La caratteristica colorazione azzurra e la prolificità nella riproduzione hanno contribuito a renderlo una presenza invadente anche in Italia dove è diventata una vera e propria minaccia, anche perché si nutre di cozze, vongole e crostacei.
Di conseguenza, sono sempre più numerose le proposte e le idee che puntano a trasformarlo da predatore distruttivo/ problema in risorsa sostenibile.
C’è chi ha pensato, ad esempio, di rendere questo granchio protagonista di alcune ricette (anche se non tutti sono d’accordo ad usarlo in cucina). Leggi anche: Granchio blu, perché cucinarlo non è la soluzione all’emergenza
Tra le proposte per gestire questa emergenza, ora c’è anche la possibilità di usarlo per la produzione di asfalto.
Nel convegno “Ricerca ed innovazione per l’economia blu sostenibile: il paradigma di Venezia e le prospettive europee“, organizzato dalla Fondazione Venezia Capitale Mondiale Sostenibilità, Corila e Cnr-Ismar sull’isola di San Servolo, è stata discussa questa insolita prospettiva.
Come ha spiegato la direttrice di Coldiretti Veneto, Marina Montedoro:
Considerato che si mangia esclusivamente il maschio, non la femmina né i piccoli, e che solo il 4% del pescato può dunque essere adibito al consumo umano, le strategie di emergenza da attuare sono la cattura e il macero. Per fare di questo rifiuto speciale una risorsa si sta provando a utilizzarlo come polimero per fare il selciato; già succede con i gusci di cozze e vongole.

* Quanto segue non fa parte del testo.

PR #1496, opened 2017-03-23
Some fixes for previous invoice PR

ltrls:
I'm trying to fix the remaining issues in the invoice.
As Rob had warned us, back-calculating the tax rate from the `included_tax` parameter of adjustments was a bad idea. Not only it' a disturbing idead conceptually, but it also gives wrong results with small amounts of tax being rounded to cents...

In the idea of still trying to display those tax rates, there are some stuff we can do that I'd like to discuss.
There are 3 kinds of adjustments that are non-tax adjustments with included tax: enterprise fees, shipping fees and adjustments added via the admin panel.

About enterprise fees, I moved the method responsible for finding tax rates to apply in the adjustment decorator, so that we can also use it afterwards.

About shipping fees, we might want to have a relation between shipping methods and tax categories, like products and enterprise fees have, what do you think?

About adjustments added via the admin panel, only way I thought was that we only allow to add another enterprise fee, but not a custom adjustment. but this removes some flexibility...

To get correct results in the meantime, I've improved the "back-calcutation" by finding the closest tax rate in database.

There are 2 other shortcomings:

Rob mentioned that I might have different tax rates on a line item and its corresponding enterprise fee. According to Myriam this would not usually happen as the fee on a line item is included in the displayed line item price, so it would be a nonsense not to have it "inherit the tax rate".

And there's the thing that these adjustments with included tax can't have excluded tax. Would it be a good thing if their corresponding taxes would only increment the already created (and displayed) tax adjustments if they're supposed to be excluded from price?

### DIFF
--- a/app/helpers/checkout_helper.rb
+++ b/app/helpers/checkout_helper.rb
@@ -54,12 +54,9 @@ module CheckoutHelper
   end
 
   def display_adjustment_tax_rates(adjustment)
-    tax_rate = (adjustment.included_tax / (adjustment.amount - adjustment.included_tax)).round(2)
-    if tax_rate == 0 || tax_rate.infinite?
-      ""
-    else
-      number_to_percentage(tax_rate * 100, :precision => 1)
-    end
+    tax_rates = adjustment.tax_rates
+    return "" if adjustment.amount == adjustment.included_tax
+    tax_rates.map { |tr| number_to_percentage(tr.amount * 100, :precision => 1) }.join(", ")
   end
 
   def display_adjustment_amount(adjustment)
--- a/app/models/spree/adjustment_decorator.rb
+++ b/app/models/spree/adjustment_decorator.rb
@@ -34,9 +34,29 @@ module Spree
       included_tax > 0
     end
 
-    def display_included_tax
-      Spree::Money.new(included_tax, { :currency => currency })
+    def tax_rates
+      case originator
+      when Spree::TaxRate
+        [originator]
+      when EnterpriseFee
+        case source
+        when Spree::LineItem
+          tax_category = originator.inherits_tax_category? ? source.product.tax_category : originator.tax_category
+          return tax_category ? tax_category.tax_rates.match(source.order) : []
+        when Spree::Order
+          return originator.tax_category ? originator.tax_category.tax_rates.match(source) : []
+        end
+      else
+        [find_closest_tax_rate_from_included_tax]
+      end
     end
+
+    def find_closest_tax_rate_from_included_tax
+      approximation = (included_tax / (amount - included_tax))
+      return nil if approximation.infinite? or approximation.zero?
+      Spree::TaxRate.order("ABS(amount - #{approximation})").first
+    end
+
 
     def self.without_callbacks
       skip_callback :save, :after, :update_adjustable
--- a/app/models/spree/order_decorator.rb
+++ b/app/models/spree/order_decorator.rb
@@ -234,12 +234,12 @@ Spree::Order.class_eval do
 
   def tax_adjustment_totals
     tax_adjustments.each_with_object(Hash.new) do |adjustment, hash|
-      if adjustment.originator_type == "Spree::TaxRate"
-        tax_rate = adjustment.originator.amount
-      else
-        tax_rate = (adjustment.included_tax / (adjustment.amount - adjustment.included_tax)).round(2)
-      end
-      hash.update({tax_rate => adjustment.included_tax}) { |_tax_rate, amount1, amount2| amount1 + amount2 }
+      tax_rates = adjustment.tax_rates
+      tax_rates_hash = Hash[tax_rates.collect do |tax_rate|
+        tax_amount = tax_rates.one? ? adjustment.included_tax : tax_rate.compute_tax(adjustment.amount)
+        [tax_rate.amount, tax_amount]
+      end]
+      hash.update(tax_rates_hash) { |_tax_rate, amount1, amount2| amount1 + amount2 }
     end
   end
 
--- a/lib/open_food_network/enterprise_fee_applicator.rb
+++ b/lib/open_food_network/enterprise_fee_applicator.rb
@@ -32,20 +32,10 @@ module OpenFoodNetwork
     end
 
     def adjustment_tax(adjustable, adjustment)
-      tax_rates = rates_for(adjustable)
+      tax_rates = adjustment.tax_rates
 
       tax_rates.select(&:included_in_price).sum do |rate|
         rate.compute_tax adjustment.amount
-      end
-    end
-
-    def rates_for(adjustable)
-      case adjustable
-      when Spree::LineItem
-        tax_category = enterprise_fee.inherits_tax_category? ? adjustable.product.tax_category : enterprise_fee.tax_category
-        return tax_category ? tax_category.tax_rates.match(adjustable.order) : []
-      when Spree::Order
-        return enterprise_fee.tax_category ? enterprise_fee.tax_category.tax_rates.match(adjustable) : []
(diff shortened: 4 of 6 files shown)


enricostano:
Maybe we could even have a `TaxRate` model that encapsulates all this logic and split all those `case` branches into single classes that share the same interface.

In any case... it's cool moving business logic near to its business domain 👍

myriamboure:
This PR is a patch as the aggregated tax lines are not working properly.

About what @ltrls said:
"Rob mentioned that I might have different tax rates on a line item and its corresponding enterprise fee. According to Myriam this would not usually happen as the fee on a line item is included in the displayed line item price, so it would be a nonsense not to have it "inherit the tax rate"."
What I meant is that on the item line, like "carrots", a carrot is always sold with a given tax rate, so it there is a fee on it, either it's included in the carrot markup and then "inherit from product" tax applies, either it's considered as a service like packing fee, and then it would be another line on the invoice. 

But anyway, here we only need that to be merged so that we fix the bug on the invoice.

myriamboure:
Just added this is possible to add as it's a patch to something not working on the invoice in aggregated tax calculation @daniellemoorhead

daniellemoorhead:
There is a failing check @myriamboure @ltrls. Best to sort this out before we put it through to @oeoeaio to review. Cheers :)

myriamboure:
Here it's done @daniellemoorhead, @ltrls fixed it :-) Thanks!

daniellemoorhead:
Hey there @myriamboure @ltrls does this PR connect to an issue? If it doesn't that's ok, am just going through the motions of connecting any PRs to issues for 1.8.9 and wasn't sure which one this connected to. Cheers!

myriamboure:
No @daniellemoorhead I had not opened an issue I should have propably ;-) Should I do it now so that you can link it?

daniellemoorhead:
Hmmm. I think we can do with it only if @sstead has enough information within this PR to not need an issue attached to it. I'm assuming that even though this functionality is only being used by France that Sally still includes it in the release notes and so will need to understand what the change is.

myriamboure:
@daniellemoorhead I created an issue corresponding to that PR, it's really a bug fix. https://github.com/openfoodfoundation/openfoodnetwork/issues/1509
Also I would love to review our process with you @daniellemoorhead, maybe we should always deploy on our French staging before pushing anything for review and marge, we had not done it at the begining but now @pacodelaluna has learned how to upgrade the staging and we are doing it from now. But maybe need a quick "restrospective" to smoother our process;-)

daniellemoorhead:
> maybe we should always deploy on our French staging before pushing anything for review and marge

This sounds like the best approach, definitely!

oeoeaio:
@myriamboure @ltrls 
> About shipping fees, we might want to have a relation between shipping methods and tax categories, like products and enterprise fees have, what do you think?

Yep this is coming with the Spree upgrade

> What I meant is that on the item line, like "carrots", a carrot is always sold with a given tax rate, so it there is a fee on it, either it's included in the carrot markup and then "inherit from product" tax applies, either it's considered as a service like packing fee, and then it would be another line on the invoice.

Yes, I can see how that makes sense, and perhaps that the right way to do it, but that is not how it works at the moment. You can add a "service" fee to a product that will appear included in the price in the shop, not as a separate item on the order/invoice. This fee can have a different tax rate to the product.

> And there's the thing that these adjustments with included tax can't have excluded tax. Would it be a good thing if their corresponding taxes would only increment the already created (and displayed) tax adjustments if they're supposed to be excluded from price?

I'm not sure I understand exactly, but taxes included in price are currently treated completely differently from excluded taxes. Excluded taxes are lumped together as one big adjustment on the order, which has not 'included tax', it is a just a big lump of tax that increases the price of the order. The Spree upgrade will change this, but for now that is how it works...

myriamboure:
> Yes, I can see how that makes sense, and perhaps that the right way to do it, but that is not how it works at the moment. You can add a "service" fee to a product that will appear included in the price in the shop, not as a separate item on the order/invoice. This fee can have a different tax rate to the product.

I understand @oeoeaio but as no hub will do it as it doesn't make any sense, shall we take that into account? I just don't see then how to display a tax rate on a product line item... it just becomes purely impossible. Or you need to check "if the fee on the product line is not "inherit from product", then create a new line on the invoice with fee name as title and sum up the amount and display tax rate? But does it need the pain to do that as no one is going to use it basically?
Do you have a concrete real life case? I don't imagine one, so hard for me to visualize...

If needed we can just say,, as we already said this alternative invoice is only for "excluded tax" set up, we can say that entreprise fees applied to products should always be set up as "tax inherited from product tax rate"... just trying to find quick fix until we dive more deeply into the tax overhaul file :-)

oeoeaio:
@ltrls Just noting that I this is with you currently. Test coverage of these sorts of components is important, especially if we are anticipating making changes to Spree, etc.

@myriamboure As I said: "Yes, I can see how that makes sense, and perhaps that is the right way to do it". I don't think this particular issue is worth arguing about because we are setting this invoice up for you, so it should work however you want it to. We are not contemplating solving this problem for the rest of the world until we have completed the Spree upgrade.

My issue is not so much that I am defending a 'real life case', it is that by assuming users will employ conventions that are not actually enforced by the code, we create a broken system. For example: for a layperson who does not understand fully how tax works in Australia, who wanted to make their pricing transparent, it might seem reasonable to add a transport of handing fee to the price of their product (which should include 10% GST if these are 'services'). The product itself would therefore not be taxed, but it's sale price would be inclusive of a fee that does attract tax. As you say: reporting this on an invoice is problematic. I think this is more a problem with the structure of fees than with invoices or this PR, but it is a problem nonetheless.

daniellemoorhead:
Heya @ltrls and @myriamboure, unfortunately @oeoeaio won't have any further time available this week - his focus needs to be on getting the beta standing orders out the door and also stripe payment methods. We're releasing 1.8.9 this afternoon and then making a massive effort to get v1.9 (stripe) and beta 1.10 (standing orders) out the door by friday. Wish us luck!

ltrls:
Added tests. Thanks for nudging me on that, I really need to get used to it!!

daniellemoorhead:
@oeoeaio tests have been added, is this now back to us for review/test?

myriamboure:
@ltrls it seems @oeoeaio requested some changes, can you check that please?

myriamboure:
@daniellemoorhead I see the milestones is 30th April now for this PR that is kind of urgent for us (a user is giving false invoices to his clients... which is annoying and illegal...), from what I understood the next release will be 28th April, right? No release planned before ?

myriamboure:
@oeoeaio it seems @ltrls had done the changes you requested, great if we can merge for the next release :-)

daniellemoorhead:
@myriamboure definitely no release planned before, Australia had a public holiday on tuesday and @oeoeaio needed to work at his food hub on wednesday instead of working on OFN. We'd also considered delaying by a week because @sstead is on leave and not available to test anything.

However, @oeoeaio has said he'll test it so that it can go out this week. Because he's awesome 😄

kirstenalarsen:
one day, when you meet @oeoeaio, you can give him a really really big hug @myriamboure ;)

myriamboure:
Thank you so much @oeoeaio you are awesome, I send you a big virtual hug :-)

oeoeaio:
Haha, no problems. :)

oeoeaio:
@myriamboure I've released this as part of 1.8.10-rc1

We may add a couple more things to the final 1.8.10 release, but you can safely upgrade to 1.8.10-rc1 now if you need this functionality.

myriamboure:
Thanks a lot @oeoeaio you are awesome :-)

Ma le possibilità non finiscono qui. Montedoro aggiunge:
Un’altra ipotesi che vorremmo testare a breve con l’Istituto Spallanzani è immettere il granchio blu nell’alimentazione zootecnica, vista la buona percentuale di proteine che contiene. Due settimane fa sono iniziate le prove con tre impianti di biodigestione sul litorale lagunare autorizzati a trattare sottoprodotti. L’idea è usare il granchio blu per la produzione di biometano. Se i risultati saranno soddisfacenti si passerà alla scala impiantistica.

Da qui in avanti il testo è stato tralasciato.